PROBLEM DESCRIPTION: Look for the word "label" in the material below, then report each line where it occurs.
--- DATA PROVIDED Enclosed Below ---
PR #13975, opened 2026-05-06
fix: label gate observer failures by keeper

jeong-sik:
## Summary
- carry keeper_name on typed gate_decision_event payloads
- use the real keeper label when gate observer callbacks fail
- add regression coverage that a swallowed observer exception increments `metric_keeper_guards_failures{keeper=<actual>,site=gate_observer}` while the gate still overrides as intended

## Why it matters
Phase 1.1 asks for measurable pre-dispatch/gate decisions by keeper. The observer failure path previously used `keeper=aggregate`, so operator metrics could show that gate observer delivery broke but not which keeper lost the decision signal.

## Validation
- git diff --check
- lockf -k -t 1200 /tmp/me-dune-local.lock env MASC_DUNE_LOCK_HELD=1 MASC_SKIP_OPAM_LOCK=1 DUNE_JOBS=1 DUNE_CACHE=disabled scripts/dune-local.sh build test/test_keeper_guards.exe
--- End of Enclosed DATA PROVIDED ---
EXPECTED ANSWER:
fix: label gate observer failures by keeper
- use the real keeper label when gate observer callbacks fail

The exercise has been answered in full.